Do you know what the different foods you ingest perform in your body? Did you know that for every 2 hours we are awake, we need to sleep for an hour?

JESSICA MAWU-KOENYA BANSAH
JESSICA MAWU-KOENYA BANSAH

Secrets to Healthy Living: Part 1

We all keep wondering how to be fit and healthy? What does it even mean to be healthy?

Worry no more because we will highlight some important elements of healthy living. By the time you finish reading, you will appreciate the different kinds of food and their nutritive values, the importance of exercise and develop a new interest in sleep.

W.H.O defines health as a state of complete physical, mental, and social well-being of a person and not merely the absence of diseases. In other words, a healthy person is not only one who has no infirmities but a person with a sound mind.

The first and basic aspect of a healthy life is good nutrition. Nutrition is the process by which living organisms obtain food, hence, good nutrition will imply that organisms are able to obtain good food. Why do you even eat? I am certain your first thought and the answer was because you become hungry. Have you heard the saying that “a hungry man is an angry man”? This is because all living organisms need food as a source of energy to carry out life processes such as moving, talking, even breathing and beating of the heart. Hence, in the absence of food which is a basic necessity, our body and hormones rage against us and our surroundings. We do not only eat to satisfy our hunger, but we also eat because our body needs some essential substances found in food called food nutrients : carbohydrates,  proteins, fats and oils, vitamins, minerals to grow and survive.

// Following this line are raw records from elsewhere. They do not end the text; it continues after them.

Issue #836, opened 2022-09-21
add caveats in the WriteRelationships/ReadRelationships API


vroldanbet:
Tracking: https://github.com/authzed/spicedb/issues/386

We should adjust the `WriteRelationships` and `ReadRelationships` API to make it possible to store caveated tuples

Issue #386, opened 2022-01-25
Proposal: Caveated relationships


jakedt:
# Goal

Let people handle their abac-y style needs in a Zanzibar first way.

# Use Cases

- Time
  - “I want to bound the amount of time that a user has this role”
  - “The cleaning staff should only be allowed to access the office between 5pm and 10pm on weekdays”
- IP Address
  - “You can only access this site if you’re not in N.K.”
- Money
  - “This user is an approver if the order value is < $50”

# Proposal

Allow small fragments of policy to be associated with individual relationships in a new field called “caveats”. As we attempt to evaluate permissions these pieces of policy will be combined and surfaced as immutable caveats that apply to the result sets as they are collected. Before the result is returned to the user, a final policy is assembled and evaluated against user-supplied attributes, and a final decision is made.

Because the caveats are immutable and apply to the sub-problem, they can be cached at every level of the decision making process.

# Examples

### Schema and Relationships

```
definition user {}
 
definition document {
   relation writer: user
   relation reader: user
 
   permission edit = writer
   permission view = reader + edit
}
```

```
document:firstdoc#writer@user:tom[day($date) == Monday]
document:firstdoc#reader@user:tom
```

### Resolution

- check::document:firstdoc#view@user:tom
  - check::document:firstdoc#reader@user:tom
    - <- true
  - check::document:firstdoc#edit@user:tom
    - check::document:firstdoc#writer@user:tom
      - <- true[day($date) == Monday]
    - <- true[day($date) == Monday]
  - <- true <- Union(true, true[day($date) == Monday])
- check::document:firstdoc#edit@user:tom
  - check::document:firstdoc#edit@user:tom
    - check::document:firstdoc#writer@user:tom
      - <- true[day($date) == Monday]
    - <- true[day($date) == Monday]
  - <- true[day($date) == Monday]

Nutritious foods aside from making you look healthy, help you to carry out your activities smoothly. This means that it is essential to know which food does what work in the body so that you can eat the right kinds of foods to stay healthy.

There are basically 3 groups of food depending on the composition and function in the body namely ;

1. Body-building foods.

2. Energy giving foods.

3. Protective foods.

Body-building foods are the protein we find in various foods sources. Animal sources of such foods include eggs, meat, milk, cheese, fish,  and plant food sources consists of the pulses(beans of all kind, such as Bambara beans, peas, soybeans, etc. others are groundnuts, cashew nuts, melon seeds(agushie)mushroom, dawadawa, wrewre, etc.). As the name suggests, Body-building foods are vital to build and repair body tissue. They are primarily responsible for the growth of your muscles, the hair on your head, the formation of nails and the growth of skin, etc. They can also fight viral and bacterial infections because the immune system powerhouses such as antibodies, and immune system cells rely on protein for their formation. Too little protein in the diet may lead to symptoms of weakness, fatigue, apathy, and poor immunity. People who require protein most include babies, toddlers, pregnant women, lactating mothers, adolescents and people recovering from sicknesses (these people have their body undergoing tissue differentiation, growth and repair). For instance, a lack of protein in pregnant women can lead to poor development of a fetus.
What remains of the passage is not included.